Devido à falta de níveis de insulina antes do diagnóstico de DC, não foi
possível avaliar se essa resistência à insulina está diretamente relacionada
com a introdução de uma DIG. Publicações anteriores relatam que os produtos sem
glúten disponíveis (por exemplo , pão sem glúten, massas, pizza, etc.) têm
índice glicêmico muito mais elevado do que os seus equivalentes contendo o
glúten e de que podem conduzir a um aumento da secreção de insulina. Nossos
achados, juntamente com a mudança anteriormente mencionada no padrão de
apresentação de DC, podem sugerir que a avaliação futura da glicemia em jejum e
insulina em crianças diagnosticadas com DC antes e durante a introdução de uma
DIG deve ser realizada. Isto é especialmente verdadeiro à luz do papel da
resistência à insulina como fator de risco de DCV, e uma condição predisponente
para o desenvolvimento de diabetes tipo 2. Os níveis significativamente mais
elevados de insulina em jejum e HOMA-IR na nossa coorte italiana podem ser
explicados por diferenças genéticas e dietéticas entre os dois grupos. Nossos
achados sugerem que, apesar da consideração clássica doa DC como uma condição
malabsortiva, distúrbios metabólicos, geralmente não atribuídos a esta
condição, devem ser ativamente procurados mesmo em pacientes que não são
obesos. Embora nossos dados possam sugerir resistência à insulina como uma nova
complicação da DC, uma palavra de cautela deve-se, pois este estudo foi
realizado em uma coorte de pacientes com DC e não há dados na literatura sobre
a prevalência de intolerância à glicose nos pacientes saudáveis, crianças e
adolescentes sem sobrepeso / obesidade. Os níveis significativamente mais
elevados de insulina em jejum e HOMA-IR na nossa coorte italiana podem ser
explicados por diferenças genéticas e dietéticas entre os dois grupos.
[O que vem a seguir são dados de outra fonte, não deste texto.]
PR #2002, opened 2026-06-19
Hdpi 3460 delete draft claim

sadmanrahh:
### Jira link

See [PROJ-3460](https://tools.hmcts.net/jira/browse/PROJ-3460)

### Change description

Allows the ability for users with (CREATOR role) to delete a draft possession claim (AWAITING_SUBMISSION_TO_HMCTS / PENDING_CASE_ISSUED) from the Next Steps dropdown. Selecting "Yes" on the confirmation screen hard-deletes all associated case data and removes it from the case list.

### Testing done

Screenshot 2026-06-19 at 15 17 25
Screenshot 2026-06-19 at 15 17 46
Screenshot 2026-06-19 at 15 18 02

  * [ ] Yes
  * [X] No

### Checklist


src/main/java/uk/gov/hmcts/reform/pcs/ccd/event/DeleteDraftClaim.java
```diff
@@ -0,0 +1,88 @@
...
+    public void configureDecentralised(DecentralisedConfigBuilder<PCSCase, State, UserRole> configBuilder) {
+        new PageBuilder(configBuilder
+                            .decentralisedEvent(DELETE_DRAFT_CLAIM.id(), this::submit)
+                            .forStates(State.AWAITING_SUBMISSION_TO_HMCTS, State.PENDING_CASE_ISSUED)
+                            .name("Delete draft claim")
+                            .showCondition(draftClaimStateCondition())
+                            .grant(Permission.CRUD, UserRole.CREATOR)
+                            .grant(Permission.CRUD, UserRole.CLAIMANT_SOLICITOR)
+                            .endButtonLabel("Continue"))
+            .page("deleteDraftClaim")
```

Este estudo tem uma série de limitações, tais como o número relativamente
pequeno de pacientes, o desenho transversal que não permitiu níveis pré-DIG de
todos os parâmetros medidos e a falta de história familiar para fatores de
risco de DCV que podem ter impatado mais em nossas descobertas. No entanto,
apesar dessas limitações, descrevemos pela primeira vez a presença de
resistência à insulina em DC pediátrica e abordamos especificamente outros
fatores de risco de DCV na população pediátrica de DC em DIG na remissão
sorológica.
Antes do início do estudo, a relação entre os fatores de risco DC e DCV
não estava clara e, portanto, o rastreamento dos perfis lipídico e glicêmico
não era rotineiramente realizado em pacientes com suspeita de DC. Além disso, a
semelhança na maioria dos achados entre pacientes de dois países diferentes,
sugere que esses achados não são nem geograficamente nem etnicamente
específicos. Estudos prospectivos são necessários para delinear o papel da DIG
no desenvolvimento de fatores de risco de DCV em crianças celíacas.